Os americanos alugaram um navio de cruzeiro onde ficaram os jogadores da seleção de basquete. Uma mochila foi esquecida em uma das entradas da embarcação. Levaram um cão farejador para averiguar, que ficou agitadíssimo. Levaram" outro cachorro para confirmar, e foi a mesma coisa. Os agentes radiografaram, viram um fio e concluíram que ali poderia haver uma bomba.
Explodiram a mochila e descobriram que o fio era de um carregador de telefone e, eis a razão da agitação dos cães, havia uma picanha na mochila… Houve também episódios gaiatos. Um deles foi o de um atleta neo-zelandês, que sumiu. Recebemos a informação da embaixada. Ele estava desaparecido havia treze ou catorze horas. A Polícia Federal e a ABIN foram atrás e levantaram a história do cara: ele tinha ido ao aeroporto pegar a namorada ou noiva que estava chegando. Dali, foram para o motel, obviamente.
Passada a Olimpíada, ainda estamos sob ameaça terrorista?
O tema está sendo acompanhado, mas sem ameaça visível no horizonte.
Qual a crise mais aguda vivida pelo Brasil em sua visão: a de segurança ou a política?
O Brasil está vivendo um momento muito difícil. Talvez o mais difícil que já atravessou. Estamos vivendo a coincidência de crises muito extensas e profundas: a política, a econômica e a moral. A Lava-Jato está mostrando isso: governador preso, ex-ministro preso, empresas quebradas, a política tendo como objetivo o enriquecimento pessoal.
O senhor faz parte de um governo em que até o presidente foi citado na Lava-Jato.
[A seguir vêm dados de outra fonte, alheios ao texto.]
PR #696, opened 2024-10-02
Attempt to bulk unschedule notification actions when the feature gets disabled

xristos3490:
## Description

This PR:
- Uses the `as_unschedule_all_actions( null, [], 'wcs_customer_notifications' );` function to unschedule all actions with the same group in bulk. It also prevents the batch processor from being enqueued when the feature is disabled.
- Disables the debug tool if the feature is disabled.

## How to test this PR

TBA

## Product impact


includes/class-wc-subscriptions-email-notifications.php
```diff
@@ -88,14 +88,13 @@ public static function set_notification_settings_update_time() {
 
 		// Shortcut to unschedule all notifications more efficiently instead of processing them subscription by subscription.
 		if ( ! self::notifications_globally_enabled() ) {
-			\WC_Subscriptions_Core_Plugin::instance()->notifications_scheduler->unschedule_all_notifications();
-
-			$message = __( 'Unscheduling all notifications now.', 'woocommerce-subscriptions' );
+			as_unschedule_all_actions( null, [], 'wcs_customer_notifications' );
```
xristos3490, line 91: This entire logic looks like it needs to be transferred to the `WCS_Action_Scheduler_Customer_Notifications` controller.

peterfabian, line 91: I think it would be better if the group name weren't hardcoded here as a string. That was one of the reasons why I decided to use the method instead of calling the `as_...` function directly. Other option would be to make the group public. Not strongly against that either. What do you think?

includes/class-wcs-notifications-batch-processor.php
```diff
@@ -230,11 +230,11 @@ public function get_default_batch_size(): int {
 	public static function enqueue(): string {
 		$batch_processor = WCS_Batch_Processing_Controller::instance();
 		if ( $batch_processor->is_enqueued( self::class ) ) {
-			return __( 'Background process for updating subscritpion notifications already started, nothing done.', 'woocommerce-subscriptions' );
+			return __( 'Background process for updating subscription notifications already started, nothing done.', 'woocommerce-subscriptions' );
```
peterfabian, line 233: Well spotted, thanks!

peterfabian (approved):
Looks good, thanks! I'm going to merge this and we can discuss/tweak the remaining points in the main PR.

Isso incomoda?
A delação é parte de um processo judicial. São as instituições funcionando.
No processo de impeachment, o governo petista tentou que o Exército entrasse em cena?
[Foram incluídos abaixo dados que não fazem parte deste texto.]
PR #704, opened 2024-10-21
Add debug tool copy when notifications are disabled

xristos3490:
## Description

This PR adds a more descriptive copy to the debug tool's UI when the notifications are disabled. 

Expected UI:
Screenshot 2024-10-21 at 5 09 21 PM

## How to test this PR

1. Ensure that notifications are disabled.
2. Visit the "WooCommerce > Status" page and navigate to the "Tools" tab. 
3. Notice the new text and the CTA to edit the settings.

## Product impact

### DIFF
--- a/includes/admin/debug-tools/class-wcs-notifications-debug-tool-processor.php
+++ b/includes/admin/debug-tools/class-wcs-notifications-debug-tool-processor.php
@@ -297,7 +297,7 @@ class WCS_Notifications_Debug_Tool_Processor implements WCS_Batch_Processor {
 					'%1$s<br/><strong class="red">%2$s</strong> %3$s <a href="%4$s">%5$s</a>',
 					__( 'This tool will add notifications to pending, active, and on-hold subscriptions. These updates will occur gradually in the background using Action Scheduler.', 'woocommerce-subscriptions' ),
 					__( 'Note:', 'woocommerce-subscriptions' ),
-					__( 'Notifications are currently turned off. To activate them, check the "Enable customer renewal reminder notification emails." option (via Settings > Subscriptions > Customer Notifications).', 'woocommerce-subscriptions' ),
+					__( 'Notifications are currently turned off. To activate them, check the "Enable customer renewal reminder notification emails." option (via WooCommerce > Settings > Subscriptions > Customer Notifications).', 'woocommerce-subscriptions' ),
 					esc_url( admin_url( 'admin.php?page=wc-settings&tab=subscriptions' ) ),
 					__( 'Manage settings.', 'woocommerce-subscriptions' ),
 				),
--- a/includes/admin/debug-tools/class-wcs-notifications-debug-tool-processor.php
+++ b/includes/admin/debug-tools/class-wcs-notifications-debug-tool-processor.php
@@ -290,10 +290,10 @@ class WCS_Notifications_Debug_Tool_Processor implements WCS_Batch_Processor {
 		if ( ! WC_Subscriptions_Email_Notifications::notifications_globally_enabled() ) {
 
 			$tools['start_add_subscription_notifications'] = array(
-				'name'     => __( 'Start adding subscription notifications', 'woocommerce-subscriptions' ),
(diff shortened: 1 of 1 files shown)


peterfabian (commented):
This change looks fine, but since we're looking at this messaging, I noticed that when I enabled the global switch and all the subscriptions were processed quickly by the batch processor that is triggered by the setting update hook, the tool says

> This tool will add notifications to pending, active, and on-hold subscriptions. These updates will occur gradually in the background using Action Scheduler. Currently, there are 29 subscriptions to process.

That, to me, sounds pretty confusing. I would think there are still notifications that are missing, while in reality, everything is fine and only if we decided to run the debug tool, it would process a full set of 29 subscriptions again. 

My suggestion would be to reformulate it to sth like this:

> This tool will regenerate notifications to pending, active, and on-hold subscriptions. These updates will occur gradually in the background using Action Scheduler. 

Then, only if this background processor is enqueued, we can add:
> Currently, there are 29 subscriptions left to process.

What do you think?

xristos3490:
Thanks for the review, @peterfabian! Your suggestion is on point! 

Here's how it looks now:

**Enabled State**
Screenshot 2024-10-22 at 4 53 49 PM

**Enqueued/Running State**
Screenshot 2024-10-22 at 4 53 39 PM

peterfabian (commented):
This looks much better, thanks! Sorry for another nitpick, but when I click on `Add notifications`, the page reloads and still shows `Add notifications` button. Only the next reload will show `Stop adding notifications`

Also, when I click on the `Add notifications` after the reload, it will complain that the "Tool doesn't exist".

Screenshot 2024-10-23 at 11 02 38

Edit: and while we're at it, maybe the buttons should say `Regenerate notifications` and `Stop regenerating notifications`, what do you think?

xristos3490:
Thanks for catching this, @peterfabian! It definitely needs refinement. I've [updated](https://github.com/Automattic/woocommerce-subscriptions-core/pull/704/commits/4b2f4705ed622c3c0232adfdf03639d40e67f61f) the configuration to state that each tool requires a refresh of the list after being clicked. This solves the main issue, and you should immediately see the "Stop" tool.

There is a small catch right now.

The "Tool does not exist" notification still appears if a user refreshes the page right after clicking on this tool. This happens cause the `action` argument is still on the URL. While I could manage this issue using the [`woocommerce_system_status_tool_executed`](https://github.com/woocommerce/woocommerce/blob/ed7d8c850534d7ab81bd7cce2e861c1851047fa4/plugins/woocommerce/includes/admin/class-wc-admin-status.php#L73) hook to perform a redirect, unfortunately, handling the notices becomes challenging, as they get lost after the redirect. 

Moreover, the core hook does not provide the `$response` argument, which would be necessary for a smoother handling process. Thoughts? I think it's OK for now, we could follow up with a PR in core to add that argument.

peterfabian:
I think it behaves fine now. ✅ 
Previously, my test went as follows:

1. Click `Add notifications`, page refreshes
2. Observe the `Add notification` button is there again, so I clicked it again
3. Got `Tool doesn't exist` error.

which was confusing, because it looked like the action wasn't enqueued/executed successfully.

Now it behaves nicely:
1. Click `Add notifications`, page refreshes
2. I see `Stop adding notifications` button and the remaining count of subscriptions that needs to be processed.
3. World makes sense again. :)

Just the last bit from my previous comment remains:

> maybe the buttons should say `Regenerate notifications` and `Stop regenerating notifications` (instead of Add notifications/Stop adding notifications), what do you think?

xristos3490:
Apologies for missing this. I agree, the word "add" doesn't help here. I've [updated](https://github.com/Automattic/woocommerce-subscriptions-core/pull/704/commits/8196b7f0a84ccbe47da6fc422e2026ec3db3fd50) the tool name and the button texts. Here's how it looks now:
Screenshot 2024-10-23 at 2 48 40 PM
Screenshot 2024-10-23 at 2 48 55 PM
Screenshot 2024-10-23 at 2 49 29 PM

peterfabian (approved):
Awesome, thanks for all the updates 🙌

Essa consulta pode ter sido feita ao comandante do Exército. Não tive conhecimento. Mas não podemos ter soluções que não sejam institucionais. As soluções de todos os problemas que o Brasil viveu, está vivendo e vai viver são das instituições que têm legitimidade para resolvê-los: Legislativo, Executivo e Judiciário. As Forças Armadas não deram um passo fora dos limites legais.
Deixamos um belo exemplo para as gerações futuras. Nenhum general disse: "Peraí, que eu quero entrar nesse baile". Estamos caminhando bem. Amadurecemos tremendamente.